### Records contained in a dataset

*** Begin section ***

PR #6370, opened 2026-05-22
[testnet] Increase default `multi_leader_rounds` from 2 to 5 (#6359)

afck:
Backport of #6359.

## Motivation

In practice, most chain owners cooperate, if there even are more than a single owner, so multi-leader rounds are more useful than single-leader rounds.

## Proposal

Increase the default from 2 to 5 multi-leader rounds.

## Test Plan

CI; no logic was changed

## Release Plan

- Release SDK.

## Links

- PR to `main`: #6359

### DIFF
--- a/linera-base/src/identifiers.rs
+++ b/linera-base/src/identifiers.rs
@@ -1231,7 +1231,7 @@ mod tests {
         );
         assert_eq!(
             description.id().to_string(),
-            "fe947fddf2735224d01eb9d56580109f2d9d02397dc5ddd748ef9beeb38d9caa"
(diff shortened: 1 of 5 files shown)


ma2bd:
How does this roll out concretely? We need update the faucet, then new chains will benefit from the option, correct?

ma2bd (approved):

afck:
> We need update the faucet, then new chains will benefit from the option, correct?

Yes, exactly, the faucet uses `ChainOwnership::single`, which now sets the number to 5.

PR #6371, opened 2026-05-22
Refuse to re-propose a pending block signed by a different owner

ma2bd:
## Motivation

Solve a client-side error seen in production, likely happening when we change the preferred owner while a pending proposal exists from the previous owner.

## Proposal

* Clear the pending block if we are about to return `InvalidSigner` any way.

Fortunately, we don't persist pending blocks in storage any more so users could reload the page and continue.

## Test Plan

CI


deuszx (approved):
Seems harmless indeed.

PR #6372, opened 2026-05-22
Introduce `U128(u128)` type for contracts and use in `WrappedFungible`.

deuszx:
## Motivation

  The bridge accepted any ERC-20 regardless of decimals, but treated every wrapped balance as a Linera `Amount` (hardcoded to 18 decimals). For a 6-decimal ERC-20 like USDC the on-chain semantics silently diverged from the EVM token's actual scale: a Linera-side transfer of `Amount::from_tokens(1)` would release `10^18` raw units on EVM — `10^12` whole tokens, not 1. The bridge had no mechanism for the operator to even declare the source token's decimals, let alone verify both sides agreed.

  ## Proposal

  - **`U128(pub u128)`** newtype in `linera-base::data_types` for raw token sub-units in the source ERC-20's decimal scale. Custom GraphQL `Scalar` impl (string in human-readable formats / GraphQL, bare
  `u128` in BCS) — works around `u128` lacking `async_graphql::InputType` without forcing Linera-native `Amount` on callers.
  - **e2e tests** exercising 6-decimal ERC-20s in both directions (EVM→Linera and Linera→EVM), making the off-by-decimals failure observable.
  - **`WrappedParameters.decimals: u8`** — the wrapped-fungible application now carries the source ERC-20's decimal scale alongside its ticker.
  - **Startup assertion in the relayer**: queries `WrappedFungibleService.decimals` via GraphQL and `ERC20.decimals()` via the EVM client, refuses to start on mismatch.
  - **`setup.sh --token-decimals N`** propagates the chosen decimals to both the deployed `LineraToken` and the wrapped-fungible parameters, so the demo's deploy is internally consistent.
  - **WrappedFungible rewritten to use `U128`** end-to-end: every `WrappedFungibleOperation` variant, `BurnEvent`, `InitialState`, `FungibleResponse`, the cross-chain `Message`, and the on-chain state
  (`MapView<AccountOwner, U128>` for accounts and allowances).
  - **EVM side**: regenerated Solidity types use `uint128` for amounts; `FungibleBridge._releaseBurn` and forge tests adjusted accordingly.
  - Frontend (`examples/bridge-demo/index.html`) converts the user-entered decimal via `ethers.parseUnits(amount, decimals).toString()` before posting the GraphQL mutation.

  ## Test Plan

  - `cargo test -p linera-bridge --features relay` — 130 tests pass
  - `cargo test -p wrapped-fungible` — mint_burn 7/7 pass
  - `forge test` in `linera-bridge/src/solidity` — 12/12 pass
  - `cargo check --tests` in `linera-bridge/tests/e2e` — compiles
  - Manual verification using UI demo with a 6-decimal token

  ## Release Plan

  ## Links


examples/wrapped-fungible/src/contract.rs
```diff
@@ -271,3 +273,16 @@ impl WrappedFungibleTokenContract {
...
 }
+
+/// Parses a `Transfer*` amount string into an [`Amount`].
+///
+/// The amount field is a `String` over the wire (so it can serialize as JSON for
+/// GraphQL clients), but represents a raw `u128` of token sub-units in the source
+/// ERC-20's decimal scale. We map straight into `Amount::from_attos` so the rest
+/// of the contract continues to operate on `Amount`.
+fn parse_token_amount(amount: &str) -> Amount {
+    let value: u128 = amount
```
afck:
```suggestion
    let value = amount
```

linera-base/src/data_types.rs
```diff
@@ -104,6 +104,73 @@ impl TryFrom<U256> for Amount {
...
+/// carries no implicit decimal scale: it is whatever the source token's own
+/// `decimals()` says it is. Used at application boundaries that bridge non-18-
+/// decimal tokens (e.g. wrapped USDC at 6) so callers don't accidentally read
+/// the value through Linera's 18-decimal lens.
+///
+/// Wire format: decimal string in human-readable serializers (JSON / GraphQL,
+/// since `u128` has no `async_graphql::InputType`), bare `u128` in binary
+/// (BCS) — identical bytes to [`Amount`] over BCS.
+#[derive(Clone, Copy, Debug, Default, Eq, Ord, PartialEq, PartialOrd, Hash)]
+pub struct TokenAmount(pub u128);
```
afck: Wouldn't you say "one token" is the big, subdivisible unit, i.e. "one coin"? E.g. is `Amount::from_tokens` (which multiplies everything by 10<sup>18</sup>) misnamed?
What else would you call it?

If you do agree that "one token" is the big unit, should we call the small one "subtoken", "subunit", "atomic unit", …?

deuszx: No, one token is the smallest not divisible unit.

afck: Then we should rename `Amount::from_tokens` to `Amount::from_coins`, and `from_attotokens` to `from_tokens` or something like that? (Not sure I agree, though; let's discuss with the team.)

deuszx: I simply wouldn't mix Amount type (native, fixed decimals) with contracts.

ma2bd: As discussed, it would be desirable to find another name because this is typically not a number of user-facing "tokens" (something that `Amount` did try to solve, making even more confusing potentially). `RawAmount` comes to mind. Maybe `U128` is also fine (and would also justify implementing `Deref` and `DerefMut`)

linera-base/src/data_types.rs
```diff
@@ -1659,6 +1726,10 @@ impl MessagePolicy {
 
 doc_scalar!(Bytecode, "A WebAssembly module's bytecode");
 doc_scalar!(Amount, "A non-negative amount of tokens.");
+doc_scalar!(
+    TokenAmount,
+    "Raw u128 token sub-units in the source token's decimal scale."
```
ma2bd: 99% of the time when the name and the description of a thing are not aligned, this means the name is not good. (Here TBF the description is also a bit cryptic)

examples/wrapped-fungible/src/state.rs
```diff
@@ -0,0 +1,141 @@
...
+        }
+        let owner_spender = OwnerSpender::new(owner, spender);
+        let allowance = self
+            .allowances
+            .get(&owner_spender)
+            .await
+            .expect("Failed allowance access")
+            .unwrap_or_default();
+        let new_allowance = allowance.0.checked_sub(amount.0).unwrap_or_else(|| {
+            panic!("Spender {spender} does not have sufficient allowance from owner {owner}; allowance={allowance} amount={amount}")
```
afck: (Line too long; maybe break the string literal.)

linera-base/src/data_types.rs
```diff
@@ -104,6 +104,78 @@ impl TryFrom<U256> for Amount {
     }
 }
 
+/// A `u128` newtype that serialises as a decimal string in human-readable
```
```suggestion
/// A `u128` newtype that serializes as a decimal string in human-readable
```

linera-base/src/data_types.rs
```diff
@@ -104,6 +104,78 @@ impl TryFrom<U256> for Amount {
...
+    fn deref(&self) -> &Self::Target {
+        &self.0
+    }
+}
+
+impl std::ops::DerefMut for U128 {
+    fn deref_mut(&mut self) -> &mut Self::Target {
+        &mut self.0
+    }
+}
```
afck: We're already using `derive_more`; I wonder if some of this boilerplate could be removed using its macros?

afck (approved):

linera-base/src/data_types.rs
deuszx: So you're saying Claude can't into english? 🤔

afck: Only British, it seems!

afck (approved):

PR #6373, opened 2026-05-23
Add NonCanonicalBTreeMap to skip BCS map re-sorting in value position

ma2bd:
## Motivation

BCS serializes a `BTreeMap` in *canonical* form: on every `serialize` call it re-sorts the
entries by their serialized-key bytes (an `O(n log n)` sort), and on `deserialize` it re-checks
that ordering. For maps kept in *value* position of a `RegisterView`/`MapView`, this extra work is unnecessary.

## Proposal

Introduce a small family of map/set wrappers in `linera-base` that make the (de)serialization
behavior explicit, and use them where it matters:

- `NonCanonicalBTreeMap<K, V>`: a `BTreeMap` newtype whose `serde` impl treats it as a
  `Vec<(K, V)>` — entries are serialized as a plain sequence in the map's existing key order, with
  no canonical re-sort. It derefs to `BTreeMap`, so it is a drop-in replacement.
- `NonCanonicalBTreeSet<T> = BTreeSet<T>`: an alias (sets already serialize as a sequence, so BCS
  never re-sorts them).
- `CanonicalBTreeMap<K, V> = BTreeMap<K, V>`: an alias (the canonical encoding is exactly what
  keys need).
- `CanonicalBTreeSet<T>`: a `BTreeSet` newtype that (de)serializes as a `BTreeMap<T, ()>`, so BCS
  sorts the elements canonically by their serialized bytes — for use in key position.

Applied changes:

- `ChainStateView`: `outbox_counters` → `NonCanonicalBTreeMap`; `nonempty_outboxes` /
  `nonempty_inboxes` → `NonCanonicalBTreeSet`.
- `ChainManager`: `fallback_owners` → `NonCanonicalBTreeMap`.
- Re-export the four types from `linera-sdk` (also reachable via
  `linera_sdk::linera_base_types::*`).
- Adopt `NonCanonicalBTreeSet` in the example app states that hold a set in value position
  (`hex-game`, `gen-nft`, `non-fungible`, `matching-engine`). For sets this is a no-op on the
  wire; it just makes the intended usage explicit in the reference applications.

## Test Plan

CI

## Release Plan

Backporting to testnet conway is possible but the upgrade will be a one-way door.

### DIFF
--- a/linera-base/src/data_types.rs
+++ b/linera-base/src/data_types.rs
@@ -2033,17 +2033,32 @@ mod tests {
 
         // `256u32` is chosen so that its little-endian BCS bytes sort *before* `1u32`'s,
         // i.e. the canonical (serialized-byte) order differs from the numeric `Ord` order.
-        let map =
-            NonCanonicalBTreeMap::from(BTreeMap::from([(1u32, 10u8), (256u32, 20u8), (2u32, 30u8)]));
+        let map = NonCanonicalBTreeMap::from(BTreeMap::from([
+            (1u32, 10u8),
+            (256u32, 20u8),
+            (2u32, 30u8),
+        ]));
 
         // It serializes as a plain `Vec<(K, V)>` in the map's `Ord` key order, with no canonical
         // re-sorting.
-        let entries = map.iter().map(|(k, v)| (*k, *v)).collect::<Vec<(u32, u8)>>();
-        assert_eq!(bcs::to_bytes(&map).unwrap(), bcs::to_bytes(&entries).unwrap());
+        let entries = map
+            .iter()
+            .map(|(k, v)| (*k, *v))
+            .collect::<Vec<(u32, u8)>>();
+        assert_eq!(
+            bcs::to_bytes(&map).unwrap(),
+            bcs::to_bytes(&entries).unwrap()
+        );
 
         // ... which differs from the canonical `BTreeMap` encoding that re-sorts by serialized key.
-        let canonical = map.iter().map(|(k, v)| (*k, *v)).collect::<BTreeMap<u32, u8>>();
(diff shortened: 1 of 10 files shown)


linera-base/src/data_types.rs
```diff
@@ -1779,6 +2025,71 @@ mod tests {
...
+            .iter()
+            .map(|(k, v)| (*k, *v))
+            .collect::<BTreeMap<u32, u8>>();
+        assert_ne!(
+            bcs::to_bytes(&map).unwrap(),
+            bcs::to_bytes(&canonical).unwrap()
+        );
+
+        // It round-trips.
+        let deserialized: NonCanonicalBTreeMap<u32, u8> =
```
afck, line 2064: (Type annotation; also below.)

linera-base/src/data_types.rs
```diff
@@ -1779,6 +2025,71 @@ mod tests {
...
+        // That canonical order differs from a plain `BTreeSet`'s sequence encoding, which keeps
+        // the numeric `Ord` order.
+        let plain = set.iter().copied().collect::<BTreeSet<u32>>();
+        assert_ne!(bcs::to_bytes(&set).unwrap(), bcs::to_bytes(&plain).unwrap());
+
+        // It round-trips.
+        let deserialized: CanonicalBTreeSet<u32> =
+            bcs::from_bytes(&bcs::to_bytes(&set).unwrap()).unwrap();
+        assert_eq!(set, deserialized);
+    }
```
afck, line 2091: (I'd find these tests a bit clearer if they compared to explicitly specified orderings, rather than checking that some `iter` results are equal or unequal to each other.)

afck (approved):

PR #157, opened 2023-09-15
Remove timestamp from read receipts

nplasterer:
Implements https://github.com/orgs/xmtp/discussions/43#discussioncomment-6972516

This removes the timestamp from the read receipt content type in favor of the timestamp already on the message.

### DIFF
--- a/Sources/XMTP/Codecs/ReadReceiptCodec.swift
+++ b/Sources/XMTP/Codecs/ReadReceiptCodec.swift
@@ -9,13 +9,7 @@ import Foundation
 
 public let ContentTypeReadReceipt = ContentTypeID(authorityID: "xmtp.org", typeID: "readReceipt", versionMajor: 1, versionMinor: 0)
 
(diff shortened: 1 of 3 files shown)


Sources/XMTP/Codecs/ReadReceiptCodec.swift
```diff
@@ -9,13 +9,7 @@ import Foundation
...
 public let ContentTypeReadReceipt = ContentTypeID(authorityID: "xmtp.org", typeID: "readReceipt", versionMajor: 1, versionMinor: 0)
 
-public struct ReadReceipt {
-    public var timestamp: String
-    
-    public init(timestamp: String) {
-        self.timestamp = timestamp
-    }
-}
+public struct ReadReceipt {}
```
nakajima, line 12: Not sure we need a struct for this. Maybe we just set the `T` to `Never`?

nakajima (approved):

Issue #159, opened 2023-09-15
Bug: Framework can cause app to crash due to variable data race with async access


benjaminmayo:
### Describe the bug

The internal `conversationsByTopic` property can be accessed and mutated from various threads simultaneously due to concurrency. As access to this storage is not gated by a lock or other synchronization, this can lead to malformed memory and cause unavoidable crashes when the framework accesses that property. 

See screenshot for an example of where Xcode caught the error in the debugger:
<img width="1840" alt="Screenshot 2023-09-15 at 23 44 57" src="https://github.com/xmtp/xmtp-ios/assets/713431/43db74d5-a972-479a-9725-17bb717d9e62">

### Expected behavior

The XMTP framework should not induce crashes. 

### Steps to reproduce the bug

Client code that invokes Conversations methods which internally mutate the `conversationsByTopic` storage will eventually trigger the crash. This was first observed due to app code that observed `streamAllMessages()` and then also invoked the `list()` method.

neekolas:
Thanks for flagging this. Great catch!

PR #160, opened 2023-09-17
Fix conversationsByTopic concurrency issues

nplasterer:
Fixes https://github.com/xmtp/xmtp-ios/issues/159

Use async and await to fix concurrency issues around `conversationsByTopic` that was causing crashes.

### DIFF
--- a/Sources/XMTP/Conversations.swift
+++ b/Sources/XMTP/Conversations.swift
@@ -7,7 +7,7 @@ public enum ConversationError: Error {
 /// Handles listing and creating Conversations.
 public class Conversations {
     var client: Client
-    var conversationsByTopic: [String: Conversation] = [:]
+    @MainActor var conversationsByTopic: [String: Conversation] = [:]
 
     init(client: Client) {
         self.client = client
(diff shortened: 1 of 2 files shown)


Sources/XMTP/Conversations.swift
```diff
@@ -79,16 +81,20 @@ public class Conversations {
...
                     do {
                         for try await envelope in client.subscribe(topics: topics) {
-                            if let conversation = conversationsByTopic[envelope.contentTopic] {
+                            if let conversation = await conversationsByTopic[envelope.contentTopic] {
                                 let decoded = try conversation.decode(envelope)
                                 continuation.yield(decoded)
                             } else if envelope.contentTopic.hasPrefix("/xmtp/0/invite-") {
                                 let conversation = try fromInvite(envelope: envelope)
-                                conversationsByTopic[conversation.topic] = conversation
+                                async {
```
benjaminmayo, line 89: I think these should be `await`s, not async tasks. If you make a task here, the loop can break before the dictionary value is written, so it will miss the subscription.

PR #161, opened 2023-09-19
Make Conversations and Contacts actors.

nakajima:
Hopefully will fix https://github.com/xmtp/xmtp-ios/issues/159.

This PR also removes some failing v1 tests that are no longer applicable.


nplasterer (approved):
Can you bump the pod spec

*** End section ***

### Problem
Look at each line above and note whether it holds the word "opened". Report how many do, as the number only.

### Written answer
8